Let’s Fight Oligarchs, Not Wars

Reuters reporting:  Industrialist Dmytro Firtash, one of Ukraine’s most influential oligarchs with close links to Russia through his gas interests, has been arrested in Austria at the request of the United States.  Austria’s Federal Crime Agency said on Thursday that Firtash was held on Wednesday on suspicion of violating laws on bribery and forming a criminal organization in the course of foreign business deals.

Ukraine’s Foreign Ministry said: “Our embassy in Austria has confirmed that Dmytro Firtash has been detained at the request of the (U.S.) Federal Bureau of Investigation. He is now being held in a detention center.”

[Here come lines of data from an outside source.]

PR #7273, opened 2025-01-07
Add filter step to CI to exclude some tests for some profiles

mashehu:


sateeshperi (approved):

.github/skip_nf_test.yml
SPPearce, line 1: Can we sort this please

sateeshperi: people are going to be adding randomly even if we sort now....so you sure it will help ?

SPPearce: > people are going to be adding randomly even if we sort now....so you sure it will help ?

I mean, that depends on whether we require them to add it in order...

mashehu: fixed

maxulysse (approved):

mashehu:
> I propose we lock the workflow files down to code owners to prevent any wild modifications without review from infrastructure.

You mean all of your modifications? 😜

maxulysse:
> > I propose we lock the workflow files down to code owners to prevent any wild modifications without review from infrastructure.
> 
> You mean all of your modifications? 😜

:fire:

mashehu:
>I propose we lock the workflow files down to code owners

as far as I can see, that is already the case or I don't know about that specific setting

PR #7296, opened 2025-01-13
Swap transdecoder predict to nf-test

SPPearce:
Swapping transdecoder/predict to nf-test.
There is some funky behaviour here with the prefix.
When I tried using the `-O $prefix` as it was previously, the tool tries to look inside a folder called `prefix` to for the transdecoder/longorf output. So I removed that.


nvnieuwk (approved):

modules/nf-core/transdecoder/predict/main.nf
```diff
@@ -5,7 +5,7 @@ process TRANSDECODER_PREDICT {
     conda "${moduleDir}/environment.yml"
     container "${ workflow.containerEngine == 'singularity' && !task.ext.singularity_pull_docker_container ?
         'https://depot.galaxyproject.org/singularity/transdecoder:5.5.0--pl5262hdfd78af_4':
```
charles-plessy, line 7: Your Singularity image is still at version 5.5.0, causing the tests to fail.

SPPearce: Aah, thanks!

SPPearce, line 7:
```suggestion
        'https://depot.galaxyproject.org/singularity/transdecoder:5.7.1--pl5321hdfd78af_0':
```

The detention of Firtash, 48, whose business concerns in gas trading and chemicals thrived under ousted President Viktor Yanukovich, is the highest profile arrest in the wake of political turmoil which installed new pro-Western authorities in power in Kiev in February.

Firtash’s company Group DF said the FBI case appeared related to an investment project in 2006 which another group source said was in India.

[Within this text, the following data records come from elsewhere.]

PR #7302, opened 2025-01-14
update NORM meta in abundance_differential_filter

suzannejin:
Just a small change, to use a meta for `deseq2_norm` and `limma_norm` that does not contain contrast info (since they are irrelevant here).

## PR checklist

Closes #XXX 

- [x] Add a resource `label`
  - For modules:
  - For subworkflows:


subworkflows/nf-core/abundance_differential_filter/main.nf
```diff
@@ -49,29 +52,17 @@ workflow ABUNDANCE_DIFFERENTIAL_FILTER {
...
-    // LIMMA_NORM directly. It internally runs normalization + DE analysis.
-
+    // NOTE that we only need a normalised matrix from one contrast. The reason
+    // we don't simply use the first output from DIFFERENTIAL modules is that
+    // depending on the contrast setting etc, these modules may subset matrices,
+    // hence not returning the full normalized matrix as NORM modules would do.
     LIMMA_NORM(
-        norm_inputs.contrasts.filter{it[0].method == 'limma'}.first(),
-        norm_inputs.samples_and_matrix.filter{it[0].method == 'limma'}
+        inputs.contrasts_for_norm.filter{it[0].method == 'limma'}.unique(),
```
pinin4fjords, line 64: Surely this will have LIMMA_NORM run for EVERY contrast?

subworkflows/nf-core/abundance_differential_filter/main.nf
```diff
@@ -49,29 +52,17 @@ workflow ABUNDANCE_DIFFERENTIAL_FILTER {
         .combine(ch_contrasts)
         .multiMap(criteria)
 
-    // We only need a normalised matrix from one contrast. The reason we don't
-    // simply use the first output from DIFFERENTIAL modules is that depending
-    // on the contrast setting etc, these modules may subset matrices, hence
-    // not returning the full normalized matrix as NORM modules would do.
-    norm_inputs = ch_input
```
pinin4fjords, line 56: The reason it was done this way is to apply only the first contrast to each combination of count matrix etc from `ch_input`. So unless I'm missing something you've broken it.

subworkflows/nf-core/abundance_differential_filter/main.nf
```diff
@@ -40,6 +40,9 @@ workflow ABUNDANCE_DIFFERENTIAL_FILTER {
         filter_params:
             meta_map = mergeMaps(meta_contrasts, meta_input) + [ 'method': analysis_method ]
             [meta_map, [ 'fc_threshold': fc_threshold, 'stat_threshold': stat_threshold ]]
+        contrasts_for_norm:
```
pinin4fjords, line 43: Just this change would be fine, used in norm_inputs

pinin4fjords (changes requested):
Unless I'm missing something (always possible), I think what you're doing here is making the _NORM modules run for EVERY combination of contrasts and matrix etc, rather than just the first contrast.

subworkflows/nf-core/abundance_differential_filter/main.nf
suzannejin: You are right! I put norm_inputs back, now it should be fine, it should only compute NORM as many times as unique meta_input have. 
The reason I use `unique()` instead of `first()` is to make sure that the ch_inputs coming with different meta (eg. args) will not be ignored.

pinin4fjords: Actually, I think we should just lose `.first()`, it was a hangover from before our iterations and I should have removed it before. Don't think we need `unique` either. The whole idea of the `.combine()s` is to generate all the combinations we need.

suzannejin: Now the code should be fine! I also added `def meta` inside the multimap criteria, because otherwise the two iterations sometimes mix up.

pinin4fjords (approved):
Looking good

The statement from Group DF said: “We know that the actions of the law enforcement organs of Austria in relation to Dmytro Firtash are not linked with the situation in Ukraine, not with the activity of the Group in Europe and America but relate to an investment project in 2006.

Forbes Ukraine magazine last year put Firtash in 14th place on its Ukrainian rich list, setting his fortune at $673 million.

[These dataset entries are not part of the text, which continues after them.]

PR #7318, opened 2025-01-16
Added 2FAST2Q module

afombravo:


modules/nf-core/fast2q/tests/test.nf
SPPearce, line 1: This is not a nf-test test file, did you use the nf-core tools to create the module?

SPPearce (commented):
Is there a reason it isn't called 2fastq? Did something fall over because of the number at the start?

modules/nf-core/fast2q/tests/test.nf
afombravo: I am remaking the test file according to regulations!

afombravo:
The reason the I am "filling" it as fast2q is because the PyPI module is called fast2q (numbers at the start are a no go naming wise), the same for nextflow processes i find out? So, despite the tool being published as 2FAST2Q, internaly I am keeping it as fast2q in line with numenclature.

afombravo:
This is apparently failing on the tests. @SPPearce you are more experienced. Could you provide some insight to what I need to change, please? Cheers!

modules/nf-core/fast2q/tests/main.nf.test
```diff
@@ -0,0 +1,71 @@
+// nf-core modules test 2FAST2Q
+
+config './nextflow.config'
+
```
SPPearce, line 4:
```suggestion
```

modules/nf-core/fast2q/tests/main.nf.test
```diff
@@ -0,0 +1,71 @@
...
+nextflow_process {
+
+    name "Test Process 2FAST2Q"
+    script "../main.nf"
+    process "FAST2Q"
+
+    tag "modules"
+    tag "modules_nfcore"
+    tag "fast2q"
+
```
SPPearce, line 14:
```suggestion
config './nextflow.config'

```

modules/nf-core/fast2q/tests/main.nf.test
```diff
@@ -0,0 +1,71 @@
...
+    test("FASTQ file with optional guides") {
+
+        when {
+
+            params {
+                module_args = '--g ' + params.modules_testdata_base_path + '/brunello_target_sequence.txt'
```
SPPearce, line 20: You can't do this, if the file is required (for any functionality) then it needs to be staged as an input to the module.

afombravo: it is not always required.

SPPearce: Even if not always required, you can't point to files that aren't in listed as input channels, it can be an optional channel.

SPPearce: (basically this path works on a local/hpc setup, but wouldn't work on a cloud provider)

afombravo:
@SPPearce The test errors I am getting now are due to some issue loading the right data. I am trying to use 2 files from here: https://github.com/nf-core/test-datasets/tree/crisprseq/testdata but the errors I am getting from the 2FAST2Q are related with the the files not being correct (either the wrong extention, or the wrong format). I know the files are right and the programs works with them "outside" nextflow, so, could it be some issue loading the right data from modules_testdata_base_path on nextflow.config?

modules/nf-core/fast2q/main.nf
```diff
@@ -0,0 +1,38 @@
...
+
+    script:
+    def args            = task.ext.args ?: ''
+    def input_file      = "--s ${fastq}" ?: ''
+    def library_file    = (library instanceof Path && library.exists()) ? "--g ${library}" : ''
+
+    """
+    mkdir -p ./2FAST2Q_output
+
+    2fast2q -c --o ./2FAST2Q_output/ $input_file $library_file $args
```
SPPearce, line 30:
```suggestion
    2fast2q 
        -c \\
        --o ./2FAST2Q_output/ \\
        $input_file \\
        $library_file \\
        $args
```

modules/nf-core/fast2q/main.nf
```diff
@@ -0,0 +1,38 @@
...
+    when:
+    task.ext.when == null || task.ext.when
+
+    script:
+    def args            = task.ext.args ?: ''
+    def input_file      = "--s ${fastq}" ?: ''
+    def library_file    = (library instanceof Path && library.exists()) ? "--g ${library}" : ''
+
+    """
+    mkdir -p ./2FAST2Q_output
```
SPPearce, line 28: Is there a reason to make a subdirectory, as opposed to just making the files inside the working directory?
What files does it output? 
Could it use `prefix` to name them?

modules/nf-core/fast2q/main.nf
```diff
@@ -0,0 +1,38 @@
...
+    output:
+    tuple val(meta), path("./2FAST2Q_output/*.*")   , emit: processed
+    path "versions.yml"                             , emit: versions
+
+    when:
+    task.ext.when == null || task.ext.when
+
+    script:
+    def args            = task.ext.args ?: ''
+    def input_file      = "--s ${fastq}" ?: ''
```
SPPearce, line 24: Is this always required? If so, don't need to define this here, just put directly in the code.

afombravo: you mean just avoid naming a new variable for this?

afombravo: i thought it would be cleaner like this. I saw all other modules following the same style

afombravo:
@SPPearce I added local test data under tests and modified the paths accordingly but it is failing to pick it up as the testing env seems to create some temp directory? It gives out the following mistake: ERROR ~ No such file or directory: /home/runner/tests/c183867ba37e5d8b3b8be8fa1ea94571/example.fastq.gz

afombravo:
I directly added the link you mentioned above ( https://raw.githubusercontent.com/nf-core/test-datasets/refs/heads/crisprseq/testdata/SRR8983579.small.fastq.gz ) and reduced the tests.

afombravo:
@SPPearce seems to be ready for one last review and approval. Sorry for having spammed too much!

modules/nf-core/fast2q/tests/nextflow.config
```diff
@@ -0,0 +1,10 @@
+params {
+    test_data_base = 'https://raw.githubusercontent.com/nf-core/test-datasets/modules'
```
SPPearce, line 2:
```suggestion
```

modules/nf-core/fast2q/tests/main.nf.test
```diff
@@ -0,0 +1,103 @@
...
+                    file(params.test_data_base + '/data/genomics/mus_musculus/mageck/yusa_library.csv', checkIfExists: true) // library file
+                ]
+                """
+            }
+        }
+
+        then {
+            assertAll(
+                { assert process.success },
+                { assert path(process.out.count_matrix).exists() } // Check processed count table exists
```
SPPearce, line 98: Is the count table not stable between runs? I'd have thought it should be a fixed output which could be checked with the md5sum.

modules/nf-core/fast2q/tests/main.nf.test
```diff
@@ -0,0 +1,103 @@
...
+                { assert path(process.out.versions).readLines().join("\n").contains("2FAST2Q version") } // Verify version output
```
SPPearce, line 99: The version should just contain the tool name, see [the guidelines](https://nf-co.re/docs/guidelines/components/modules#emission-of-versions).
You can capture the whole thing inside a snapshot using:
`path(process.out.versions[0]).yaml`

I would try for the assertion here (both checking the count_matrix and the versions):
{ assert snapshot(
            process.out,
).match() },
(with correct indentation)

modules/nf-core/fast2q/tests/main.nf.test
```diff
@@ -0,0 +1,103 @@
...
+
+    test("FASTQ file with optional library") {
+
+        when {
+
+            process {
+                """
+                input[0] = [
+                    [ id:'test1', single_end:true ], // meta map
+                    file(params.test_data_base + '/data/genomics/mus_musculus/mageck/ERR376998.small.fastq.gz', checkIfExists: true) // FASTQ file
```
SPPearce, line 85:
```suggestion
                    file(params.modules_testdata_base_path + '/genomics/mus_musculus/mageck/ERR376998.small.fastq.gz', checkIfExists: true) // FASTQ file
```

modules/nf-core/fast2q/tests/main.nf.test
```diff
@@ -0,0 +1,103 @@
...
+                ]
+                input[1] = [
+                    [ id:'test2', single_end:true ], // meta map for second input
+                    file(params.test_data_base + '/data/genomics/mus_musculus/mageck/yusa_library.csv', checkIfExists: true) // library file
```
SPPearce, line 89:
```suggestion
                    file(params.modules_testdata_base_path + '/genomics/mus_musculus/mageck/yusa_library.csv', checkIfExists: true) // library file
```

modules/nf-core/fast2q/tests/main.nf.test
```diff
@@ -0,0 +1,103 @@
...
+
+            params {
+            module_args = '-t'
+                }
+
+            process {
+                """
+                input[0] = [
+                    [ id:'test1', single_end:true ], // meta map
+                    file(params.test_data_base + '/data/genomics/mus_musculus/mageck/ERR376998.small.fastq.gz', checkIfExists: true) // FASTQ file
```
SPPearce, line 57:
```suggestion
                    file(params.modules_testdata_base_path + '/genomics/mus_musculus/mageck/ERR376998.small.fastq.gz', checkIfExists: true) // FASTQ file
```

modules/nf-core/fast2q/tests/main.nf.test
```diff
@@ -0,0 +1,103 @@
...
+                ]
+                """
+            }
+        }
+
+        then {
+            assertAll(
+                { assert process.success },
+                { assert path(process.out.count_matrix).exists() } // Check processed count table exists
+                { assert path(process.out.versions).readLines().join("\n").contains("2FAST2Q version") } // Verify version output
```
SPPearce, line 71: With corect indentation try this:
```suggestion
{ assert snapshot(
process.out,
path(process.out.versions[0]).yaml
).match() },
```

modules/nf-core/fast2q/tests/main.nf.test
afombravo: I included a md5sum check on the test("2FAST2Q self-test"). The other I think it is suffice to leave as your subsequent changes

afombravo:
@SPPearce I made all tests snapshot comparisons and they are working locally. Everything seems ok. Any more comments?

afombravo:
@SPPearce Do you think this is ready for clousure :) ?

SPPearce:
> @SPPearce Do you think this is ready for clousure :) ?

I made some changes (more than I could do easily via comments), see what you think.

afombravo:
> > @SPPearce Do you think this is ready for clousure :) ?
> 
> I made some changes (more than I could do easily via comments), see what you think.

wow you really dug into it... I appreciate it! I will fix the linting and then resubmit!

SPPearce:
> > > @SPPearce Do you think this is ready for clousure :) ?
> > 
> > 
> > I made some changes (more than I could do easily via comments), see what you think.
> 
> wow you really dug into it... I appreciate it! I will fix the linting and then resubmit!

Sorry, I didn't notice you saying that you'd fix the linting; I've just done that.
You might want to update the descriptions in the meta.yml; I didn't know what the figures actually are.

afombravo:
> > > > @SPPearce Do you think this is ready for clousure :) ?
> > > 
> > > 
> > > I made some changes (more than I could do easily via comments), see what you think.
> > 
> > 
> > wow you really dug into it... I appreciate it! I will fix the linting and then resubmit!
> 
> Sorry, I didn't notice you saying that you'd fix the linting; I've just done that. You might want to update the descriptions in the meta.yml; I didn't know what the figures actually are.

No problem. I will do that then!

afombravo:
@SPPearce Thank you so much! Your help was invaluable in this entire process.

SPPearce:
Need to get someone else to review it that isn't me now, asking on the request-review channel on the nf-core slack is generally a good way

modules/nf-core/fast2q/meta.yml
```diff
@@ -0,0 +1,98 @@
+name: fast2q
```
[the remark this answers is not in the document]
kubranarci: okay seen the previous conversation :)

kubranarci (approved):

kubranarci:
left small commends, otherwise LGTM!

modules/nf-core/fast2q/meta.yml
```diff
@@ -0,0 +1,98 @@
...
+      doi: 10.7717/peerj.14041
+      licence: ["GPL-3.0-or-later"]
+      identifier: ""
+
+input:
+  - - meta:
+        type: map
+        description: |
+          Groovy Map containing output name.
+          e.g. [ id:'test']
```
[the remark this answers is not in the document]
afombravo: single-paired ended knowledge is not required for operation so I am leaving it out. The tool will always read on a read-by-read basis to extract features. if paired-ended these need to be merged before input anyway.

Though he is nowhere near as wealthy as the country’s top oligarchs, Firtash’s close links to Russia, and possibly to the Kremlin via the energy sector, make him one of the most influential figures in Ukraine.

Firtash is not named on an initial European Union list of Ukrainians suspected of misusing state funds and violating human rights and whose assets are to be frozen as a result of the crisis over the Russian incursion into Ukraine’s Crimea.

He is one of several Ukrainian oligarchs who have called for Ukraine’s territorial integrity to be maintained in the face of Russia’s military incursion into Crimea.

U.S. prosecutors have not announced any charges against Firtash, and a database of criminal cases did not show any on Thursday. The United States has had an extradition treaty with Austria since 2000, according to the U.S. State Department.

Before Yanukovich’s dramatic and swift fall from power, Firtash’s contacts made him even more powerful than Ukraine’s richest man, steel and chemicals billionaire Rinat Akhmetov.

A year ago, in what was seen then as a move that would help Yanukovich secure re-election in 2015, Firtash bought a leading TV station Inter for a reported $2.5 billion.